PR #356, opened 2015-09-10
Updated resque script to check for running tasks before restarting

micmania1:


.scripts/deploynaut-php-resque
```diff
@@ -79,6 +80,27 @@ do_stop()
 	return "$RETVAL"
 }
 
+#
+# Does some checks before stopping to ensure no tasks are running.
+# This will force a loop until no tasks are running.
+#
+pre_stop_check()
```
mateusz: This still allows the possibility for someone to start a job before you manage to kill off the process.

It seems it would be much safer to use signals - [check out the Resque's QUIT signal handler](https://github.com/chrisboulton/php-resque/blob/master/lib/Resque/Worker.php#L343) . The `start-stop-daemon` in do_stop above is already sending signals, it's just it's using the wrong ones :-)

.scripts/deploynaut-php-resque
```diff
@@ -79,6 +80,27 @@ do_stop()
...
+
+	# if egrep finds something it means a task is working or pending. In this it will
+	# return a 0 exit code. If we get a 0 exit code, we need to prevent the service from stopping.
+	if [ $? -eq 0 ]
+	then
+		echo "Jobs are running. Unable to stop service."
+		echo "Sleeping for 10 seconds."
+		sleep 10
+		pre_stop_check
+	fi
```
mateusz: someone can sneak in deployment between here and do_stop, potentially. Can we just reduce the start-stop-daemon delay to make sure the stray deploy doesn't get too far before it gets killed?

.scripts/deploynaut-php-resque
```diff
@@ -25,6 +25,7 @@ PIDFILE=/var/run/$NAME.pid
 SCRIPTNAME=/etc/init.d/$NAME
 USERNAME=www-data
 LOGFILE=/var/log/$NAME
+#STATUSFILE=$ROOT/resque_status.sh
```
mateusz: And that shouldn't be commented out I think, because you are doing a `[ -f "$STATUSFILE" ]` check below anyway. Noone will remember to comment this out before installing.

.scripts/deploynaut-php-resque
micmania1: If a deployment is started within the 10 second delay, this script would not be stopped until that deployment had also finished. If a deployment was started in the millisecond between pre_stop_check and do_stop, I doubt it would get very far :)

# # #

Nothing may be left out. Retype all the entries exactly.

PR #356, opened 2015-09-10
Updated resque script to check for running tasks before restarting

micmania1:


.scripts/deploynaut-php-resque
```diff
@@ -79,6 +80,27 @@ do_stop()
 	return "$RETVAL"
 }
 
+#
+# Does some checks before stopping to ensure no tasks are running.
+# This will force a loop until no tasks are running.
+#
+pre_stop_check()
```
mateusz: This still allows the possibility for someone to start a job before you manage to kill off the process.

It seems it would be much safer to use signals - [check out the Resque's QUIT signal handler](https://github.com/chrisboulton/php-resque/blob/master/lib/Resque/Worker.php#L343) . The `start-stop-daemon` in do_stop above is already sending signals, it's just it's using the wrong ones :-)

.scripts/deploynaut-php-resque
```diff
@@ -79,6 +80,27 @@ do_stop()
...
+
+	# if egrep finds something it means a task is working or pending. In this it will
+	# return a 0 exit code. If we get a 0 exit code, we need to prevent the service from stopping.
+	if [ $? -eq 0 ]
+	then
+		echo "Jobs are running. Unable to stop service."
+		echo "Sleeping for 10 seconds."
+		sleep 10
+		pre_stop_check
+	fi
```
mateusz: someone can sneak in deployment between here and do_stop, potentially. Can we just reduce the start-stop-daemon delay to make sure the stray deploy doesn't get too far before it gets killed?

.scripts/deploynaut-php-resque
```diff
@@ -25,6 +25,7 @@ PIDFILE=/var/run/$NAME.pid
 SCRIPTNAME=/etc/init.d/$NAME
 USERNAME=www-data
 LOGFILE=/var/log/$NAME
+#STATUSFILE=$ROOT/resque_status.sh
```
mateusz: And that shouldn't be commented out I think, because you are doing a `[ -f "$STATUSFILE" ]` check below anyway. Noone will remember to comment this out before installing.

.scripts/deploynaut-php-resque
micmania1: If a deployment is started within the 10 second delay, this script would not be stopped until that deployment had also finished. If a deployment was started in the millisecond between pre_stop_check and do_stop, I doubt it would get very far :)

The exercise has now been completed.